**Aim of the task**: From the entries that follow, copy each line containing the word "String".

**Source information**:
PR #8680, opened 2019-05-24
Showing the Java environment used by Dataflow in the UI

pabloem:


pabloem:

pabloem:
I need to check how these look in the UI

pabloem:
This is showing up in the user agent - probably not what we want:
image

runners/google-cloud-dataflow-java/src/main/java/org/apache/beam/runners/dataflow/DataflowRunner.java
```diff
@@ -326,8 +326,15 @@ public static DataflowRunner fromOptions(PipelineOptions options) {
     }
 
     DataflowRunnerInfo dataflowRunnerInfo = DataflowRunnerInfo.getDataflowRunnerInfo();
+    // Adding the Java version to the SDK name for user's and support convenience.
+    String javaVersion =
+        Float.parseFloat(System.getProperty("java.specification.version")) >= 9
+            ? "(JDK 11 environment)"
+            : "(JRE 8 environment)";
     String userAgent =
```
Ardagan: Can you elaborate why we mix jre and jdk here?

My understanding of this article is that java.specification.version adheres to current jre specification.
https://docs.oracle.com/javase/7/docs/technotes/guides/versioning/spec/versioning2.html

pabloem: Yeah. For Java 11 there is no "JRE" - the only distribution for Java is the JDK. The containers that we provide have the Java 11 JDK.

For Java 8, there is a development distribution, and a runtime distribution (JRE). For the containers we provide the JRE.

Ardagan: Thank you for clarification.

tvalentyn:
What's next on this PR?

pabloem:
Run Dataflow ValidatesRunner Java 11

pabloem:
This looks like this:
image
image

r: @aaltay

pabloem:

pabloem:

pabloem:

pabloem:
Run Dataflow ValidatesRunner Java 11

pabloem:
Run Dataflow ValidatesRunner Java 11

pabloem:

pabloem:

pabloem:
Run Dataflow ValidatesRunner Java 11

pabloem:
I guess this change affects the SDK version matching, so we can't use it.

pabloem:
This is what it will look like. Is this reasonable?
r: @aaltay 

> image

**Your response**:
+    String javaVersion =
     String userAgent =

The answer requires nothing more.